- AIM OF THE EXERCISE:
A line below contains "Major improvement in dirty drum effect.", and a later one contains "With this commit, dirty". Repeat both, with every line between them, exactly.

- TASK INPUTS:
* * * * * * *

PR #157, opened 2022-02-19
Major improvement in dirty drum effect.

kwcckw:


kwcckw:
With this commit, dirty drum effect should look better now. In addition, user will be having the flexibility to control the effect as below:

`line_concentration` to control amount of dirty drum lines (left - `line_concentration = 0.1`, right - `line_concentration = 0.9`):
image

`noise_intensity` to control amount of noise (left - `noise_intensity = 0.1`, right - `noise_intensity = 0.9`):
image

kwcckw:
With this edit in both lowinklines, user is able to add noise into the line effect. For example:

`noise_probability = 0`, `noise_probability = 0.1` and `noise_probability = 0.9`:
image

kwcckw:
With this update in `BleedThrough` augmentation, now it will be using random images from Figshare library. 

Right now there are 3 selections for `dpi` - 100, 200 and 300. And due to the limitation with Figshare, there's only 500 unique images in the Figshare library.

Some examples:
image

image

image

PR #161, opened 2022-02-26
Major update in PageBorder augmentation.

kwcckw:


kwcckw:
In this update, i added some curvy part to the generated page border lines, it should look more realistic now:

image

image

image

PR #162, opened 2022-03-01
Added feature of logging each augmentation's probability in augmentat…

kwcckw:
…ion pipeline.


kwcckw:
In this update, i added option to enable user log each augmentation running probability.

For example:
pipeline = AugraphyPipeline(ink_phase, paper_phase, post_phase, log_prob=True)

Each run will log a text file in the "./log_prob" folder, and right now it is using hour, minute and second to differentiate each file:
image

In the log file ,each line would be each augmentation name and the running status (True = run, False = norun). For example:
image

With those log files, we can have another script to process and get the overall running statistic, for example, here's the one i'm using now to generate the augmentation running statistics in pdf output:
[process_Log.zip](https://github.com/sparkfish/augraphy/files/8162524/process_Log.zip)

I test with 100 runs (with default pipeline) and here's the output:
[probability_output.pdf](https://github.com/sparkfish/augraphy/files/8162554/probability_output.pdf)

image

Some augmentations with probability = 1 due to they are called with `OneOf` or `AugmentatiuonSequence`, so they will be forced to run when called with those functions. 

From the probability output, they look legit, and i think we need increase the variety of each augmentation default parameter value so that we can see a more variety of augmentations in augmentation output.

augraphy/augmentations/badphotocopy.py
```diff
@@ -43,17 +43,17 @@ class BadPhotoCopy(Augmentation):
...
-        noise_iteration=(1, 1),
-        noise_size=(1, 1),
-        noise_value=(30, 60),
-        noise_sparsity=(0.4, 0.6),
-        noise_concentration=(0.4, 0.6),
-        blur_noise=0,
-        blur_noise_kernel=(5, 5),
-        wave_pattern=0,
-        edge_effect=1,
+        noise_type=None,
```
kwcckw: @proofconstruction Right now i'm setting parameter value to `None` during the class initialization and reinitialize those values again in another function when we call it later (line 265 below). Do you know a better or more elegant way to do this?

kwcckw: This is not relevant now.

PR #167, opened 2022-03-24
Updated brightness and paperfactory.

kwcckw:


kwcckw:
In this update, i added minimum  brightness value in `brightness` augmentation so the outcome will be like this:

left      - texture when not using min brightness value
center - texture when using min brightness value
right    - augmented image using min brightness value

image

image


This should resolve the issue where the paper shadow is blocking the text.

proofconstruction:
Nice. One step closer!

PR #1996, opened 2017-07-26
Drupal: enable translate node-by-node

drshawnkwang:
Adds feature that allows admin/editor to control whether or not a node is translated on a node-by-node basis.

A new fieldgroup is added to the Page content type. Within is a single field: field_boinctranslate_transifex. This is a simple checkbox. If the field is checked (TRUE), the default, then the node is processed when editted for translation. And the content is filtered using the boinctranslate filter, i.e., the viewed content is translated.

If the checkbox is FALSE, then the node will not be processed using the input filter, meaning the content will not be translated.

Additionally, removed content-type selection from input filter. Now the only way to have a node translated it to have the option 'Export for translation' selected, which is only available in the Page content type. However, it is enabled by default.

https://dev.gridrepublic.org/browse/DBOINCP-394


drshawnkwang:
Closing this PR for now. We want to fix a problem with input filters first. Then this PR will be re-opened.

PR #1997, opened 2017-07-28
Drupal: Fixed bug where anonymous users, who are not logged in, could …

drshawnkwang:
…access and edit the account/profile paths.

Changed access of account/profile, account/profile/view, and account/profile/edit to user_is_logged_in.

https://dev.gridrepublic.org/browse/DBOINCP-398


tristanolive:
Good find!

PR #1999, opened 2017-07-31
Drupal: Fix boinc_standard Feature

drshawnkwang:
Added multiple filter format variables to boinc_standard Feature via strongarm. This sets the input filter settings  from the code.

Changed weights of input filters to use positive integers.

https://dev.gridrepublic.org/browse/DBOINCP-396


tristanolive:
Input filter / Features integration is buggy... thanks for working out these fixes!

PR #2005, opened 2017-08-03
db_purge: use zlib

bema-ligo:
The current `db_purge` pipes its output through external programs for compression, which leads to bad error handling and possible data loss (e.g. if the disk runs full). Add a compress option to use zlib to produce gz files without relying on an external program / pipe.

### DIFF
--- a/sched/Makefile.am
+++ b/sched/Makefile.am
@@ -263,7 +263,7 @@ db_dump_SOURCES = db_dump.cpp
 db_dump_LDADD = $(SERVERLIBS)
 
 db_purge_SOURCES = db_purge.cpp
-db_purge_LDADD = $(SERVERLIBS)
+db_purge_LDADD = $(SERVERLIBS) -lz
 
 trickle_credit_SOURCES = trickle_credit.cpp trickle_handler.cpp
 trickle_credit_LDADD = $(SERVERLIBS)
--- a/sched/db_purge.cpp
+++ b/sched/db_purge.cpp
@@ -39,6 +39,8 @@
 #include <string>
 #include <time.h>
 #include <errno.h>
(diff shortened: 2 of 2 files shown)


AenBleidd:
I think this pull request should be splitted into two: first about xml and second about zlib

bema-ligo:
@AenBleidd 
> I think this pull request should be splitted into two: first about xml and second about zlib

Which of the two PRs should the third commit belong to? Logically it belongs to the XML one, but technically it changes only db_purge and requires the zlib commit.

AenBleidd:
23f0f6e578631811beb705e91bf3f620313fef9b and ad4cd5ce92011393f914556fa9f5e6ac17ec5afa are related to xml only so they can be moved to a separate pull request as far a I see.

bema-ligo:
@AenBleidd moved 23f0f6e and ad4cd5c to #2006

* * * * * * *

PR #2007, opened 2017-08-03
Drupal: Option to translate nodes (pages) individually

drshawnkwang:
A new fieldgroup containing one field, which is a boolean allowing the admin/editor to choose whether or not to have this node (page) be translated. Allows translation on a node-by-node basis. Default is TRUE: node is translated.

* * * * * * *

- COMPLETED TASK:
Major improvement in dirty drum effect.

kwcckw:


kwcckw:
With this commit, dirty drum effect should look better now. In addition, user will be having the flexibility to control the effect as below:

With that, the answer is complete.